1. the order of single line output results does not need preserved
2. long running parallel tasks are non-blocking for efficiency reasons
3. optionally need to include remote computers in a cluster
Toy example IP blacklist preparation:
cat ./banlist_ipv4.raw | parallel --ungroup --eta --jobs 24 "ipcalc {} | sed '2!d' " | grep -Ev '^(0.|255.|127.)' > ./banlist_ipv4.formatted
In this toy case, the child processes may be loaded hundreds of thousands of times. Thus, the random exiting parallel child processes avoiding blocking/waits reduces runtime cost.

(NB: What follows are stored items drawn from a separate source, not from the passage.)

PR #10, opened 2020-10-19
New pallet to mint USDv

c410-f3r:
* Users that are part of `pallet_membership::DefaultInstance` are providers.

* Changes `CurrencyId` type from `u32` to `ValiuCurrencies` for better maintainability and expressiveness.

* A new crate called `valiu-node-commons` was created to store common configurations across pallets, runtime and node.

* Users that are part of `pallet_membership::Instance0` can mint USDv.

* Runs Rustfmt for consistency and to make life easier when writing new code


pallets/liquidity-provider/src/lib.rs
```diff
@@ -47,7 +45,11 @@ decl_module! {
         fn deposit_event() = default;
 
         #[weight = 0]
-        pub fn attest(origin, asset_id: CurrencyIdOf<T>, balance: BalanceOf<T>)   -> dispatch::DispatchResult{
+        pub fn attest(origin, asset_id: ValiuCurrencies, balance: BalanceOf<T>) -> dispatch::DispatchResult {
+            if let ValiuCurrencies::Usdv = asset_id {
+                return Err(Error::<T>::MustNotBeUsdv.into());
+            }
```
c410-f3r, line 51: This is a bit of a hack. I still need to find a better way to handle this properly

olanod: I think it's fine for now :) Later(next ticket?) we could group currencies in different ways based on the usage and there wouldn't be a need for a check if the type is explicit about the allowed currency. I'm not sure if the SCALE encoder supports it but our currencies enum can be an union of other enums, so when we do need to work with all the currencies we have something that groups them but when we don't we use the specific variant we need.
```rust
enum Asset {
    USDv,
    OffChain(OffChainAsset), // for attestations
    Collateral(Collateral) // assets valid for use as USDv collateral?
    // or Fiat(Fiat), Digita(Digital)
    // ... or other ways of grouping? 🤷🏽‍♂️ 
}
```

valiu-node-commons/src/valiu_currencies.rs
```diff
@@ -0,0 +1,35 @@
...
+    Copy,
+    Debug,
+    Eq,
+    Ord,
+    PartialEq,
+    PartialOrd,
+    parity_scale_codec::Decode,
+    parity_scale_codec::Encode,
+)]
+pub enum ValiuCurrencies {
```
olanod, line 15: Complementing the other comment, what do you say about in general using better the word asset instead of currency since it's a bit more general and we don't know if our currency will be backed by Dollars, houses or potatoes?

olanod (commented):
Nice! looks good to me. What do you think about the grouping of assets?

valiu-node-commons/src/valiu_currencies.rs
c410-f3r: Hehehehe, potatoes was funny.

Sure. `Asseet` will be

pallets/liquidity-provider/src/lib.rs
c410-f3r: Nice idea!

PR #11, opened 2020-10-19
Tweak CI script

c410-f3r:
Taking the last PR into consideration, `Rustfmt` is now enabled on CI.

Also updates `actions/cache` to version 2.x and runs quick checks on pull requests.


olanod (commented):
Very much needed :) `cargo test` as well?

PR #12, opened 2020-10-20
Lock attested assets

c410-f3r:
Every new amount of attested assets ares now automatically moved into the "reserved" set of balances


olanod (approved):
Simple enough :)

Its FOSS, people shouldn't feel entitled to complain about how authors share their works. =3
for i in $(seq 10000); do echo "$((RANDOM % 255)).$((RANDOM % 255)).$((RANDOM % 255)).$((RANDOM % 255))" >> banlist_ipv4.raw; done
Running the example, the sed '2!d' is really not working for me. It keeps throwing "bash: !d': event not found" and I can't seem to find the right escapes for it to work.
I modified it to this
time $(parallel --ungroup --eta --jobs 24 ipcalc --nobinary --nocolor {} :::: banlist_ipv4.raw | awk '/Network/{ print $2 }' > banlist_ipv4.formatted)
Which ran in 1m3.876s
I then wrote it for xargs
time $(xargs --arg-file=banlist_ipv4.raw --max-procs=24 -I{} ipcalc --nobinary --nocolor {} | awk '/Network/{ print $2 }' > banlist_ipv4.formatted)
which runs in 0m42.346s
I'd love to understand a little bit better what you were trying to show in your example and why parallel in my example seems to be at least a third slower for the same input and task.
Removing the eta calculations from the parallel example doesn't change the runtime nor does adding pv to get progress with the xargs example. It's just not a meaningful amount of cost.